— EXERCISE BRIEF —
Repeat the whole listing below, word for word.

-- -- --

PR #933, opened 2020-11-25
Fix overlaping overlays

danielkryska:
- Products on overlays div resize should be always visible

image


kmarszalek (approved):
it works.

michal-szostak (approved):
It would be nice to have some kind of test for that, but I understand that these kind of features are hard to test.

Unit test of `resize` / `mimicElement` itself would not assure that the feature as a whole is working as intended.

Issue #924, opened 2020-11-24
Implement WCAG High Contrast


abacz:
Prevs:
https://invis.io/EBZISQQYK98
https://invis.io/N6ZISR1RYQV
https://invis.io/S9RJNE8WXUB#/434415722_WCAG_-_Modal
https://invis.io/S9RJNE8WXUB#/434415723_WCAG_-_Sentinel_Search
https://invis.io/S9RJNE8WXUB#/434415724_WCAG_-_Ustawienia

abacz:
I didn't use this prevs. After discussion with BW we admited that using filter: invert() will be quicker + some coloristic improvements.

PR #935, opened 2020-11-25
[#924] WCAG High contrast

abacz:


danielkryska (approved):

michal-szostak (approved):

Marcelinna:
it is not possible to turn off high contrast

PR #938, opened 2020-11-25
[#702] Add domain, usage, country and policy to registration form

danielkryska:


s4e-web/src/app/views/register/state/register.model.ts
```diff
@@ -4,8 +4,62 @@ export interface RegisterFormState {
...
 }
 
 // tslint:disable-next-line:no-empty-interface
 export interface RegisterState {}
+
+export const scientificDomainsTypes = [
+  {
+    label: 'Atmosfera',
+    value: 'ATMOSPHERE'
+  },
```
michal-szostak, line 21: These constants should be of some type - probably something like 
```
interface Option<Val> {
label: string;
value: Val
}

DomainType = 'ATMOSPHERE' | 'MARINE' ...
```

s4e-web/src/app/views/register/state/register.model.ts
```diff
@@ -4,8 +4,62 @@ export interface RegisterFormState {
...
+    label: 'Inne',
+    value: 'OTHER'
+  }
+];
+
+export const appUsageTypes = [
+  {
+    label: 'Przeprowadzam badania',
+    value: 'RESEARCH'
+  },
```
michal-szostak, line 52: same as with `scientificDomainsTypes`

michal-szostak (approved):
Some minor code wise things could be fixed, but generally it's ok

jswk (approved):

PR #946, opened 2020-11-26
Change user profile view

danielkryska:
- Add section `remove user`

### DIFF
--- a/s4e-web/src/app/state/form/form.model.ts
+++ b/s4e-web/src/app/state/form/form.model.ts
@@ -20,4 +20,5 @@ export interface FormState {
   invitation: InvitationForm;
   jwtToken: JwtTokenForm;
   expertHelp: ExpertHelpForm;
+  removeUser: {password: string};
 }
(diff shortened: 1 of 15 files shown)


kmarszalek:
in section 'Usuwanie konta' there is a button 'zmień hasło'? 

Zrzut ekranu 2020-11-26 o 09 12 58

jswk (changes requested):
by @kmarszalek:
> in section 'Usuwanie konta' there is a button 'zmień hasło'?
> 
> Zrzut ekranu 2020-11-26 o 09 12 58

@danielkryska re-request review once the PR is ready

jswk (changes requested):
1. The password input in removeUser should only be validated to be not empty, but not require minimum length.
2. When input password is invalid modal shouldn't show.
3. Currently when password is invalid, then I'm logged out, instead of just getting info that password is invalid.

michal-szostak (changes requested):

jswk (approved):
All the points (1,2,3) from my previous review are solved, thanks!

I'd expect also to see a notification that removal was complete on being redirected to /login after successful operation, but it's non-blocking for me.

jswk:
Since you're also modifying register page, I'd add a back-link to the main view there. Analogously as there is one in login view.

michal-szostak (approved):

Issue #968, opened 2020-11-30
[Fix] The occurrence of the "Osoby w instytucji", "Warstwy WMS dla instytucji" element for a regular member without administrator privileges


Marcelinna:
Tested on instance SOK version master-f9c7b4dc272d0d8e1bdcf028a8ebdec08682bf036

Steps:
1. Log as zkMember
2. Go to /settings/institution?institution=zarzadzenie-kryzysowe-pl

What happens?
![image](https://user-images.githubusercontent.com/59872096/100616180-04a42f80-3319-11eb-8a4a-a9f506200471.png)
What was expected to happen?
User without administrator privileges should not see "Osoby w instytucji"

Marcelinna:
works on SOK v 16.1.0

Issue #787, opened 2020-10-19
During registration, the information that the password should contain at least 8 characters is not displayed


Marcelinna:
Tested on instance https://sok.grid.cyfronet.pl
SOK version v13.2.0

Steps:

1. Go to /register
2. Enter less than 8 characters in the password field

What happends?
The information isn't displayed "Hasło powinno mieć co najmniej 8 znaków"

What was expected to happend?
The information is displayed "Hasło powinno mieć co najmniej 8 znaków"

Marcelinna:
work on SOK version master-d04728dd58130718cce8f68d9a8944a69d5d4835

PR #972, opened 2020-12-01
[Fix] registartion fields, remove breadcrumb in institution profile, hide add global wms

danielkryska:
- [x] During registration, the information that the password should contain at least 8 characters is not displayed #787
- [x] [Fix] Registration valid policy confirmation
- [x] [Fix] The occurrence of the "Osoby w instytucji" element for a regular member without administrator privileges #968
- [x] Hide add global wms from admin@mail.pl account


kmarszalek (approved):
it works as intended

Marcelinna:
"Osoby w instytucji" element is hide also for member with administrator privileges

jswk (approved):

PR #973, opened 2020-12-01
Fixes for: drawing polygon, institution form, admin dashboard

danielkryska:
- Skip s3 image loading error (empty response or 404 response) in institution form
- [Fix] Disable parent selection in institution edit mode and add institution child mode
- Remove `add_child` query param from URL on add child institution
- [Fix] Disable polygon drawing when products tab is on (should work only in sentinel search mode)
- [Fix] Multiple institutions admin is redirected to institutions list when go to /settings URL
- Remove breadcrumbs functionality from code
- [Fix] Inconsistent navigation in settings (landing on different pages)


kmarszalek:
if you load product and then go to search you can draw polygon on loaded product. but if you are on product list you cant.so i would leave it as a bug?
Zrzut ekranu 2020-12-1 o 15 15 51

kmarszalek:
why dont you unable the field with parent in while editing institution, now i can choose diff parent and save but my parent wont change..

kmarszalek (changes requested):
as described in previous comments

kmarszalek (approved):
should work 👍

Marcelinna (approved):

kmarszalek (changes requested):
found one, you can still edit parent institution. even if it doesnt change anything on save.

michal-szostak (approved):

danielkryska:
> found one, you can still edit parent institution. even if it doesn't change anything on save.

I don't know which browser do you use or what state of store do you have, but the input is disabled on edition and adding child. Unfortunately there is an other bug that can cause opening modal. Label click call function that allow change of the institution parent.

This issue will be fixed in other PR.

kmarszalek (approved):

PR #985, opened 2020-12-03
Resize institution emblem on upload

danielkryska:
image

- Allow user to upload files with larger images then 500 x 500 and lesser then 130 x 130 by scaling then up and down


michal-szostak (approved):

-- -- --

— RESPONSE TO THIS TASK —
PR #933, opened 2020-11-25
Fix overlaping overlays

danielkryska:
- Products on overlays div resize should be always visible

image


kmarszalek (approved):
it works.

michal-szostak (approved):
It would be nice to have some kind of test for that, but I understand that these kind of features are hard to test.

Unit test of `resize` / `mimicElement` itself would not assure that the feature as a whole is working as intended.

Issue #924, opened 2020-11-24
Implement WCAG High Contrast


abacz:
Prevs:
https://invis.io/EBZISQQYK98
https://invis.io/N6ZISR1RYQV
https://invis.io/S9RJNE8WXUB#/434415722_WCAG_-_Modal
https://invis.io/S9RJNE8WXUB#/434415723_WCAG_-_Sentinel_Search
https://invis.io/S9RJNE8WXUB#/434415724_WCAG_-_Ustawienia

abacz:
I didn't use this prevs. After discussion with BW we admited that using filter: invert() will be quicker + some coloristic improvements.

PR #935, opened 2020-11-25
[#924] WCAG High contrast

abacz:


danielkryska (approved):

michal-szostak (approved):

Marcelinna:
it is not possible to turn off high contrast

PR #938, opened 2020-11-25
[#702] Add domain, usage, country and policy to registration form

danielkryska:


s4e-web/src/app/views/register/state/register.model.ts
```diff
@@ -4,8 +4,62 @@ export interface RegisterFormState {
...
 }
 
 // tslint:disable-next-line:no-empty-interface
 export interface RegisterState {}
+
+export const scientificDomainsTypes = [
+  {
+    label: 'Atmosfera',
+    value: 'ATMOSPHERE'
+  },
```
michal-szostak, line 21: These constants should be of some type - probably something like 
```
interface Option<Val> {
label: string;
value: Val
}

DomainType = 'ATMOSPHERE' | 'MARINE' ...
```

s4e-web/src/app/views/register/state/register.model.ts
```diff
@@ -4,8 +4,62 @@ export interface RegisterFormState {
...
+    label: 'Inne',
+    value: 'OTHER'
+  }
+];
+
+export const appUsageTypes = [
+  {
+    label: 'Przeprowadzam badania',
+    value: 'RESEARCH'
+  },
```
michal-szostak, line 52: same as with `scientificDomainsTypes`

michal-szostak (approved):
Some minor code wise things could be fixed, but generally it's ok

jswk (approved):

PR #946, opened 2020-11-26
Change user profile view

danielkryska:
- Add section `remove user`

### DIFF
--- a/s4e-web/src/app/state/form/form.model.ts
+++ b/s4e-web/src/app/state/form/form.model.ts
@@ -20,4 +20,5 @@ export interface FormState {
   invitation: InvitationForm;
   jwtToken: JwtTokenForm;
   expertHelp: ExpertHelpForm;
+  removeUser: {password: string};
 }
(diff shortened: 1 of 15 files shown)


kmarszalek:
in section 'Usuwanie konta' there is a button 'zmień hasło'? 

Zrzut ekranu 2020-11-26 o 09 12 58

jswk (changes requested):
by @kmarszalek:
> in section 'Usuwanie konta' there is a button 'zmień hasło'?
> 
> Zrzut ekranu 2020-11-26 o 09 12 58

@danielkryska re-request review once the PR is ready

jswk (changes requested):
1. The password input in removeUser should only be validated to be not empty, but not require minimum length.
2. When input password is invalid modal shouldn't show.
3. Currently when password is invalid, then I'm logged out, instead of just getting info that password is invalid.

michal-szostak (changes requested):

jswk (approved):
All the points (1,2,3) from my previous review are solved, thanks!

I'd expect also to see a notification that removal was complete on being redirected to /login after successful operation, but it's non-blocking for me.

jswk:
Since you're also modifying register page, I'd add a back-link to the main view there. Analogously as there is one in login view.

michal-szostak (approved):

Issue #968, opened 2020-11-30
[Fix] The occurrence of the "Osoby w instytucji", "Warstwy WMS dla instytucji" element for a regular member without administrator privileges


Marcelinna:
Tested on instance SOK version master-f9c7b4dc272d0d8e1bdcf028a8ebdec08682bf036

Steps:
1. Log as zkMember
2. Go to /settings/institution?institution=zarzadzenie-kryzysowe-pl

What happens?
![image](https://user-images.githubusercontent.com/59872096/100616180-04a42f80-3319-11eb-8a4a-a9f506200471.png)
What was expected to happen?
User without administrator privileges should not see "Osoby w instytucji"

Marcelinna:
works on SOK v 16.1.0

Issue #787, opened 2020-10-19
During registration, the information that the password should contain at least 8 characters is not displayed


Marcelinna:
Tested on instance https://sok.grid.cyfronet.pl
SOK version v13.2.0

Steps:

1. Go to /register
2. Enter less than 8 characters in the password field

What happends?
The information isn't displayed "Hasło powinno mieć co najmniej 8 znaków"

What was expected to happend?
The information is displayed "Hasło powinno mieć co najmniej 8 znaków"

Marcelinna:
work on SOK version master-d04728dd58130718cce8f68d9a8944a69d5d4835

PR #972, opened 2020-12-01
[Fix] registartion fields, remove breadcrumb in institution profile, hide add global wms

danielkryska:
- [x] During registration, the information that the password should contain at least 8 characters is not displayed #787
- [x] [Fix] Registration valid policy confirmation
- [x] [Fix] The occurrence of the "Osoby w instytucji" element for a regular member without administrator privileges #968
- [x] Hide add global wms from admin@mail.pl account


kmarszalek (approved):
it works as intended

Marcelinna:
"Osoby w instytucji" element is hide also for member with administrator privileges

jswk (approved):

PR #973, opened 2020-12-01
Fixes for: drawing polygon, institution form, admin dashboard

danielkryska:
- Skip s3 image loading error (empty response or 404 response) in institution form
- [Fix] Disable parent selection in institution edit mode and add institution child mode
- Remove `add_child` query param from URL on add child institution
- [Fix] Disable polygon drawing when products tab is on (should work only in sentinel search mode)
- [Fix] Multiple institutions admin is redirected to institutions list when go to /settings URL
- Remove breadcrumbs functionality from code
- [Fix] Inconsistent navigation in settings (landing on different pages)


kmarszalek:
if you load product and then go to search you can draw polygon on loaded product. but if you are on product list you cant.so i would leave it as a bug?
Zrzut ekranu 2020-12-1 o 15 15 51

kmarszalek:
why dont you unable the field with parent in while editing institution, now i can choose diff parent and save but my parent wont change..

kmarszalek (changes requested):
as described in previous comments

kmarszalek (approved):
should work 👍

Marcelinna (approved):

kmarszalek (changes requested):
found one, you can still edit parent institution. even if it doesnt change anything on save.

michal-szostak (approved):

danielkryska:
> found one, you can still edit parent institution. even if it doesn't change anything on save.

I don't know which browser do you use or what state of store do you have, but the input is disabled on edition and adding child. Unfortunately there is an other bug that can cause opening modal. Label click call function that allow change of the institution parent.

This issue will be fixed in other PR.

kmarszalek (approved):

PR #985, opened 2020-12-03
Resize institution emblem on upload

danielkryska:
image

- Allow user to upload files with larger images then 500 x 500 and lesser then 130 x 130 by scaling then up and down


michal-szostak (approved):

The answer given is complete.